- _Exercise description_: With the line containing "did some changes" as the start and the line containing "Maybe explain more in the comment instead?" as the end, transcribe that span of the entries below exactly, including both.

- _Data supplied_:
# # # # #

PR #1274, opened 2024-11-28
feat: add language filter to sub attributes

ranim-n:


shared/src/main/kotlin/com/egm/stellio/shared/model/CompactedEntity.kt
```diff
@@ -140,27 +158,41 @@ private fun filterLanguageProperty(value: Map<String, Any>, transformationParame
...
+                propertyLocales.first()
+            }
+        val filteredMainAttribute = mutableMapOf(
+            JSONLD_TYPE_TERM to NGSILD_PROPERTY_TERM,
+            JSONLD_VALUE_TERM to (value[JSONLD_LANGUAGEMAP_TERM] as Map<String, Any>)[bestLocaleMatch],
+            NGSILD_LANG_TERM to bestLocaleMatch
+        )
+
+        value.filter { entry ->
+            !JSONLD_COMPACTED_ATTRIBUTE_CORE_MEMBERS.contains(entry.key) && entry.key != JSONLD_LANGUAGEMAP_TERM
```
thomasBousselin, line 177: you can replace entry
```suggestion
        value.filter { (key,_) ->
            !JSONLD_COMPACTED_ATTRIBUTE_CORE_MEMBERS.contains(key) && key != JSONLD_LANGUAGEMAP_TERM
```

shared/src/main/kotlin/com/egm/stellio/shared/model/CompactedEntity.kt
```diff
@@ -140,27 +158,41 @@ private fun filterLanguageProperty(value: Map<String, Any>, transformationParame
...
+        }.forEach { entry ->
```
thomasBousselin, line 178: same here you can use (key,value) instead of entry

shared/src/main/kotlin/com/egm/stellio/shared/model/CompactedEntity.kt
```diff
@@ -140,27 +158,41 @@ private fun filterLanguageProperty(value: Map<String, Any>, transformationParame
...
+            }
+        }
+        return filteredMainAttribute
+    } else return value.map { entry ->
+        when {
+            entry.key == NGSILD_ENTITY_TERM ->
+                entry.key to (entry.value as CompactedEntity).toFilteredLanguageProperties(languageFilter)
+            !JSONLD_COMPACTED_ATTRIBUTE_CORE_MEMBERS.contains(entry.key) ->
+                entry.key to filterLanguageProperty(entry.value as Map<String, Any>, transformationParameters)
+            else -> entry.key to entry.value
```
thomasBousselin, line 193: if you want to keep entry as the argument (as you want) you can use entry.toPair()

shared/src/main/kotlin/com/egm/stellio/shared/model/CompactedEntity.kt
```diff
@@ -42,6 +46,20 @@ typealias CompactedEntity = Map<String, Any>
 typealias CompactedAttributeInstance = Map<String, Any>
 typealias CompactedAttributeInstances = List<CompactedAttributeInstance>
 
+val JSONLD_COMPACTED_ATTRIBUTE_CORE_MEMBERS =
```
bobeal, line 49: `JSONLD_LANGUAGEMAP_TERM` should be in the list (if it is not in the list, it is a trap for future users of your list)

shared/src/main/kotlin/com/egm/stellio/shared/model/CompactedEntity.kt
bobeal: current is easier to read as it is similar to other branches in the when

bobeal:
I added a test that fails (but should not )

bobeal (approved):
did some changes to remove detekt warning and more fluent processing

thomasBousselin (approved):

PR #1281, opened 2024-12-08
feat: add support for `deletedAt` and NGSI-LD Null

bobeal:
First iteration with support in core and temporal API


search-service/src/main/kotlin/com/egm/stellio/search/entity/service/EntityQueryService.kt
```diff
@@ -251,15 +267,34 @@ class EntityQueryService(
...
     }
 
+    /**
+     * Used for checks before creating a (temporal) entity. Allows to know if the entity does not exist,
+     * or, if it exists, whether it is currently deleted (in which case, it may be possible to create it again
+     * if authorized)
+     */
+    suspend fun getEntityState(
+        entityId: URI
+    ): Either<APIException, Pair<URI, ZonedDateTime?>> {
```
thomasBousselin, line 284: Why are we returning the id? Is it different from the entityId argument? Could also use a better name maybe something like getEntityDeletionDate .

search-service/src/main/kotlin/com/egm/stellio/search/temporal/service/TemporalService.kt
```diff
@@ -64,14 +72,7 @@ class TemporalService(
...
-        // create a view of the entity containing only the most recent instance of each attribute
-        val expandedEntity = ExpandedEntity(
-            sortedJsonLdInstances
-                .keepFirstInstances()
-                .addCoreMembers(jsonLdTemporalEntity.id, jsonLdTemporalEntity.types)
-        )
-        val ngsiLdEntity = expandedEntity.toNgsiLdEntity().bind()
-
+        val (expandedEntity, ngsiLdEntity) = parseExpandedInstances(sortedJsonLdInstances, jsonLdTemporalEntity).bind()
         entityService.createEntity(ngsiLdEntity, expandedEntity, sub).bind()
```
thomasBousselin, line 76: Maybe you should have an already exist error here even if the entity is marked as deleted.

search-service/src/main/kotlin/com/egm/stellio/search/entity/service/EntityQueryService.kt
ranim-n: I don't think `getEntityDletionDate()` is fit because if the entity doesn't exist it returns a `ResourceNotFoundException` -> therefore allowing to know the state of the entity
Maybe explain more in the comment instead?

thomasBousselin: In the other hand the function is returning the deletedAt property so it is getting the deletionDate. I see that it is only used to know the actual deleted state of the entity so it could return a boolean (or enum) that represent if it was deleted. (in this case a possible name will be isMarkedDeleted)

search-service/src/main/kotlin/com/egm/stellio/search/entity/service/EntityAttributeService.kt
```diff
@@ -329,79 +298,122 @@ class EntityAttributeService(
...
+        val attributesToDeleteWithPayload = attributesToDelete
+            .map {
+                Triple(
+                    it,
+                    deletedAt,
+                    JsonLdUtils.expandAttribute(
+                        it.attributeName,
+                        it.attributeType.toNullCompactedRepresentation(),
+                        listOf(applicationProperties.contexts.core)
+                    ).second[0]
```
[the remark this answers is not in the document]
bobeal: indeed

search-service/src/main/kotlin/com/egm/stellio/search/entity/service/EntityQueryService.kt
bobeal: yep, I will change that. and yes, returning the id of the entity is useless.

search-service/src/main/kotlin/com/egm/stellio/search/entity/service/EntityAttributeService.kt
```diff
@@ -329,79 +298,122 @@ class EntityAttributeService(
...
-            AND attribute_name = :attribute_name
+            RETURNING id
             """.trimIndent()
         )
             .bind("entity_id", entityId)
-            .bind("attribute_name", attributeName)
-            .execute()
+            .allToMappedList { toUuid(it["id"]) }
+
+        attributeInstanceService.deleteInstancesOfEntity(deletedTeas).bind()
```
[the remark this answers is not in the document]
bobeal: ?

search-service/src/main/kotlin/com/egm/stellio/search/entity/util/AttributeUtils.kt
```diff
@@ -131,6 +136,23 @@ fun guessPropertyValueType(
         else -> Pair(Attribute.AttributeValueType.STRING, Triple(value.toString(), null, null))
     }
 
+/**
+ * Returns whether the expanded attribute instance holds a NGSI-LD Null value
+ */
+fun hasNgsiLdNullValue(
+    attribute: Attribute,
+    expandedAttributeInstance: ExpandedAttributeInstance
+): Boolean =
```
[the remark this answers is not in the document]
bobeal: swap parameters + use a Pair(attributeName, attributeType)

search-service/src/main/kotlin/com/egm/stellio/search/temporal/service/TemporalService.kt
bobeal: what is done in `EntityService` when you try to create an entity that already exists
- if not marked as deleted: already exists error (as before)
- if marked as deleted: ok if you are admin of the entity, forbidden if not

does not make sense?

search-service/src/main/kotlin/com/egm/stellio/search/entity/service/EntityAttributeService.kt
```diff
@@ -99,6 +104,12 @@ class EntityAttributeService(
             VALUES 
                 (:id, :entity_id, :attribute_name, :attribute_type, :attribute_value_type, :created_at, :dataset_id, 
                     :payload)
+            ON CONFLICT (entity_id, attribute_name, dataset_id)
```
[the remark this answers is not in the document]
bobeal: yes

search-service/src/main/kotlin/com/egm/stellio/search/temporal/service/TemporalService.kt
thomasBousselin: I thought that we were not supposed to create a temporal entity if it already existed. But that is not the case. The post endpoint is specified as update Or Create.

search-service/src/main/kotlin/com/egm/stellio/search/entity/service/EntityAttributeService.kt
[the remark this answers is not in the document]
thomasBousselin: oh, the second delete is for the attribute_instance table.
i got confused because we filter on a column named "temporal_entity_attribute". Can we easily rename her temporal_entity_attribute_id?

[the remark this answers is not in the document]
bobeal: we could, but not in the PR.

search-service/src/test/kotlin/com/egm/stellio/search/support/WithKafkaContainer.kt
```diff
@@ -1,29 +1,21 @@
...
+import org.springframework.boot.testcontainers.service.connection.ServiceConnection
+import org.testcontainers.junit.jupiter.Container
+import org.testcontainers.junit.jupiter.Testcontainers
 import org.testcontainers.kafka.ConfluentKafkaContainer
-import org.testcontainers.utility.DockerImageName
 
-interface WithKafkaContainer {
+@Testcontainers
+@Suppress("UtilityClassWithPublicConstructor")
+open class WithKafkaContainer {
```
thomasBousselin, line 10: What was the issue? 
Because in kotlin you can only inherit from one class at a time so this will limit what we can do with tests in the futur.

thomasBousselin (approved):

# # # # #

- _Response box_:
did some changes to remove detekt warning and more fluent processing

thomasBousselin (approved):

PR #1281, opened 2024-12-08
feat: add support for `deletedAt` and NGSI-LD Null

bobeal:
First iteration with support in core and temporal API


search-service/src/main/kotlin/com/egm/stellio/search/entity/service/EntityQueryService.kt
```diff
@@ -251,15 +267,34 @@ class EntityQueryService(
...
     }
 
+    /**
+     * Used for checks before creating a (temporal) entity. Allows to know if the entity does not exist,
+     * or, if it exists, whether it is currently deleted (in which case, it may be possible to create it again
+     * if authorized)
+     */
+    suspend fun getEntityState(
+        entityId: URI
+    ): Either<APIException, Pair<URI, ZonedDateTime?>> {
```
thomasBousselin, line 284: Why are we returning the id? Is it different from the entityId argument? Could also use a better name maybe something like getEntityDeletionDate .

search-service/src/main/kotlin/com/egm/stellio/search/temporal/service/TemporalService.kt
```diff
@@ -64,14 +72,7 @@ class TemporalService(
...
-        // create a view of the entity containing only the most recent instance of each attribute
-        val expandedEntity = ExpandedEntity(
-            sortedJsonLdInstances
-                .keepFirstInstances()
-                .addCoreMembers(jsonLdTemporalEntity.id, jsonLdTemporalEntity.types)
-        )
-        val ngsiLdEntity = expandedEntity.toNgsiLdEntity().bind()
-
+        val (expandedEntity, ngsiLdEntity) = parseExpandedInstances(sortedJsonLdInstances, jsonLdTemporalEntity).bind()
         entityService.createEntity(ngsiLdEntity, expandedEntity, sub).bind()
```
thomasBousselin, line 76: Maybe you should have an already exist error here even if the entity is marked as deleted.

search-service/src/main/kotlin/com/egm/stellio/search/entity/service/EntityQueryService.kt
ranim-n: I don't think `getEntityDletionDate()` is fit because if the entity doesn't exist it returns a `ResourceNotFoundException` -> therefore allowing to know the state of the entity
Maybe explain more in the comment instead?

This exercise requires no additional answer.